Notes on 'COVID-19': That pandemic pitch of yours is way, way out there
In an alternate reality, Edward Riche imagines a coronavirus novel
From the reject pile:
Here are some notes on the manuscript for your novel COVID-19. Won't sugar-coat it, I did not much like this story.
First, that a new pandemic should originate in China and be caused by a never-before-seen virus that jumps to humans from another species is rather too predictable. This has happened before and has been steadily warned about by science for as long as we can remember.
Hasn't Bill Gates been banging this drum for the last decade? Haven't they made a couple of big movies with precisely that premise? That the virus in question originates from wildlife whose habitat we are destroying, also no surprise.
It is hard to believe that the world, in 2020, could be so unprepared for something so widely anticipated.

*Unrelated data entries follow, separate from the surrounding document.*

PR #1360, opened 2018-04-29
qmake: misc changes

pazos:
move deployment commands to QMAKE_POST_LINK, to don't need to call `make deploy` from build dir. 
( This breaks builbot, because it has its own rules ). In case it is not good the README should be updated because there is a missing step after the ./build.sh for linux/osx

make qmake config modular:
- move deployment stuff to deployment.pri. (deployment.pri was generated as part of the qt project and wasn't changed in 4 years)
- move translation stuff to translations.pri

### DIFF
--- a/deployment.pri
+++ b/deployment.pri
@@ -1,27 +1,32 @@
-android-no-sdk {
-    target.path = /data/user/qt
-    export(target.path)
-    INSTALLS += target
-} else:android {
-    x86 {
-        target.path = /libs/x86
-    } else: armeabi-v7a {
-        target.path = /libs/armeabi-v7a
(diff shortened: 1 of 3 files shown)


selsta:
Would you be interested in reopening these as separate PRs? Might be easier to review then. I’m definitely interested in removing the `make deploy` step.

pazos:
@selsta: changes needed are in this commit https://github.com/monero-project/monero-gui/pull/1360/commits/da3f85421d293715d41065ab940861738ca98140.

It should work against master but will generate errors during de deploy step of buildbot c.i. (since now this step does not exist)

PR #1369, opened 2018-05-03
Dutch translation update

ProkhorZ:
This is the Dutch translation of strings added shortly before and after the upgrade in April.

Line numbers are different because the source text used is from a version refreshed by @erciccione: https://github.com/erciccione/monero-core/tree/nl-updated/translations

There was a warning (not an error) in QT Linguist because of duplicate messages. I tracked this down to what's currently line 110 in pages/SharedRingDB.qml, where there are two qsTr strings on one line, while the line number is used to identify them:

```
            text: "<style type='text/css'>a {text-decoration: none; color: #FF6C3C; font-size: 14px;}</style>" +
                  qsTr("Blackballed outputs") + " <a href='#'>" + qsTr("Help") + "</a>" + translationManager.emptyString
```

### DIFF
--- a/translations/monero-core_nl.ts
+++ b/translations/monero-core_nl.ts
@@ -4,63 +4,57 @@
 <context>
     <name>AddressBook</name>
     <message>
-        <location filename="../pages/AddressBook.qml" line="50"/>
+        <location filename="../pages/AddressBook.qml" line="64"/>
         <source>Address</source>
         <translation>Adres</translation>
     </message>
     <message>
-        <location filename="../pages/AddressBook.qml" line="56"/>
+        <location filename="../pages/AddressBook.qml" line="51"/>
         <source>Qr Code</source>
         <translation>QR-code</translation>
     </message>
     <message>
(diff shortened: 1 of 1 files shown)


ProkhorZ:
I did what you suggested two weeks ago. The translation took a long time because I had to research the Shared RingDB page. I'd be surprised if everybody translated that stuff correctly.

When will there be a code freeze and for how long? The whole point of this update is that there wasn't a code freeze for translation during the fork.

erciccione:
> I did what you suggested two weeks ago

Yes, and during these two weeks the GUI have been heavily updated (you can see that branch is 72 commits behind monero-gui/master) and it's not even done yet. I'm not telling you to throw away your work, since most of the strings you worked on will be usable, but just to wait so we don't have to open another one in few days with the updated file.

>When will there be a code freeze and for how long?
The code freeze will happen as soon as 1358 1362 1359 will be merged, then i will refresh all translation files and translators will be able to work on a definitive document.

PR #1376, opened 2018-05-08
[0.12.1] Refresh all language files

erciccione:
In average, there are 150 new strings and 75 were removed because obsolete


erciccione:
For reviewers: 
this is just the result of running `lupdate -pro monero-wallet-gui.pro -no-obsolete`

PR #1378, opened 2018-05-08
[0.12.1] Fix typos in Receive.qml and SharedRingDB.qml

erciccione:
thanks @einsteinsfool for spotting them

### DIFF
--- a/pages/Receive.qml
+++ b/pages/Receive.qml
@@ -433,7 +433,7 @@ Rectangle {
                     onLinkActivated: {
                         receivePageDialog.title  = qsTr("QR Code") + translationManager.emptyString;
                         receivePageDialog.text = qsTr(
-                            "<p>This QR code includes the address you selected above and" +
+                            "<p>This QR code includes the address you selected above and " +
                             "the amount you entered below. Share it with others (right-click->Save) " +
                             "so they can more easily send you exact amounts.</p>"
                         )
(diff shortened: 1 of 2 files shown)


einsteinsfool:
Since you're fixing the typos, I found another one.

`<p><font size='+2'>This is a simple sales tracker:</font></p><p>Let your customer scan that QR code to make a payment (if that customer has software which supports QR code scanning).</p><p>This page will automatically scan the blockchain and the tx pool for incoming transactions using this QR code. If you input an amount, it will also check that incoming transactions total up to that amount.</p>It's up to you whether to accept unconfirmed transactions or not. It is likely they'll be confirmed in short order, but there is still a possibility they might not, so for larger values you may want to wait for one or more confirmation(s).</p>`

`<p><font size='+2'>This is a simple sales tracker:</font></p><p>Let your customer scan that QR code to make a payment (if that customer has software which supports QR code scanning).</p><p>This page will automatically scan the blockchain and the tx pool for incoming transactions using this QR code. If you input an amount, it will also check that incoming transactions total up to that amount.</p><p>It's up to you whether to accept unconfirmed transactions or not. It is likely they'll be confirmed in short order, but there is still a possibility they might not, so for larger values you may want to wait for one or more confirmation(s).</p>`

Added `<p>` in the 5th line. The upper text is the original. The bottom one is fixed.

erciccione:
Fixed @einsteinsfool

Issue #1012, opened 2017-12-11
Misc Tabbing Related Hotkey Bugs


Timo614:
The hotkeys are a bit bugged with how they are currently setup.

1. On Mac OS X if I click the `alt` key while I'm on the "Advanced" tab I'm sent to the previous tab I was on but no other tabs have this behavior (guessing since the hotkeys logic sets the leftPanel to the current main state but the advanced tab has no content / mainstate by itself so it reverts to the last tab)
2. The `ctrl+tab` or `alt+tab` behavior seems random "Send" -> "Receive" -> "Prove/check"(under advanced) -> "History" -> "Address book"(under send) -> "Sign/verify"(under advanced) -> "Settings"
3. The "alt+shift+backspace" logic doesn't appear to do anything on a mac (perhaps since it's the delete key on macs?)

erciccione:
+resolved

PR #1379, opened 2018-05-08
[shortcuts]: ctrl+tab switches pages forward | ctrl+shift+tab switch pages backward (same order as leftpanel)

pazos:
1. Fix ctrl+tab behaviour:

ctrl+tab behaviour is switching between pages in certain order:
`transfer->receive->txKey->sharedRingDB->history->addressBook->sign->settings`

This looks random on the gui because how those pages are placed in leftpanel menu.
I changed 'ctrl+tab behaviour to switch pages in this order: 
`transfer->addressbook->receive->history->mining->txkey->sharedRingDB->sign->settings`

I added mining page to the switchable pages but leave the keys page out because it asks for a password and somewhat breaks the workflow.

2. Fix ctrl+shift+tab behaviour (ctrl+tab reverse order)

### DIFF
--- a/filter.cpp
+++ b/filter.cpp
@@ -34,13 +34,20 @@ filter::filter(QObject *parent) :
     QObject(parent)
 {
     m_tabPressed = false;
+    m_backtabPressed = false;
 }
 
 bool filter::eventFilter(QObject *obj, QEvent *ev) {
     switch(ev->type()) {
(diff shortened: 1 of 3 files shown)


pazos:
Hey, updated to fix ctrl+shift+tab (switching pages backwards).

Fixes #1012 

Please review

PR #1380, opened 2018-05-08
[wip] remove duplicated shortcut for SharedRingDB page

### LINKED ISSUE #1374: 'ctrl-a' shortcut conflict
**Problem**
This shortcut is used for selection of the whole text on the cursor location, using it also for Shared RingDB tab is leading to confusion for users trying to select the whole string in some field (they suddenly find themselves in a completely different tab -> at least my case initially)

**Solution**
Assign some other shortcut for for Shared RingDB tab (anything that does not collide with some commonly used OS shortcuts)

pazos:
This shortcut was declared twice, one as ctrl+s and the other as ctrl+a. Removed the last one.

Fixes #1374


pazos:
It happens that Ctrl+S is used for both send and sharedRingDB. So I'm not sure about how to proceed.

pazos:
done in #1488, closing this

That the character of the president of the United States might be a malignant idiot isn't a stretch but we all felt that in this case you were laying it on a bit thick: stupid, corrupt, senile, sexual predator, compromised by Russian intelligence, with the symptoms of tertiary syphilis and addicted to speed? Further, supposing we accept this, it is too much to believe that such a character's failure to act on the pandemic would not be checked by other institutions. Is everyone in the United States going to sit on their hands while some horror clown in the Oval Office lets the country burn?
You are talking about the United State of America, not some shithole country. And later in the story you have the Swedes bungling the response. None of this is plausible.
Some other things no one would believe
The socially distanced love scenes were hard to follow and are not sexy, merely weird.
Young people are stupid and reckless but they cannot be as completely witless as they are in this story.
Characters are quarantined in relative comfort and yet some seem to spontaneously go mad. I never understood this.
Having the Black, Latino and Indigenous characters suffer disproportionately from the disease is not ticking any "diversity" boxes, if that was your idea.
In earlier chapters a few people are wearing masks, in later chapters you describe more characters wearing them until nearly all the characters are in masks all the time.
Are people wearing masks or not? And comedy emerging from misunderstandings because one character can't make out what another is saying because they are masked grows tired fast. Everyone having to repeat themselves all the time doesn't work for me. (Though I should say the scene involving the holdup at the liquor store did come off genuinely funny stuff there.)
You call this an ending?
Perhaps my greatest issue with the COVID-19 manuscript is the ending, or lack thereof.
The story seems to be building to some conclusion where everyone dies and wild creatures reclaim the earth or there is the miraculous discovery of a vaccine by the protagonist but then we find ourselves on the final page with no resolution.
More specifically the vaccine storyline is all over the place. One moment we believe discovery is imminent, the next we are being told there might never be a vaccine and by the end we still don't know what is going to happen. The postmodern open-ended narrative is beloved by authors, but trust us: it is loathed by the general readership. People want to know how this ends.
I know the process has been a struggle for you, you have been working alone, in isolation, for months but we are going to pass on COVID-19.
We will look at anything else you have so long as it is nothing to do with policing or medicine. We are most interested in pure diversion with absolutely no connection to our current reality. If you have anything light and silly, and the frothier the better, or in the capes and magic hat fantasy we would love to see it.
We're all in this together … but not on this.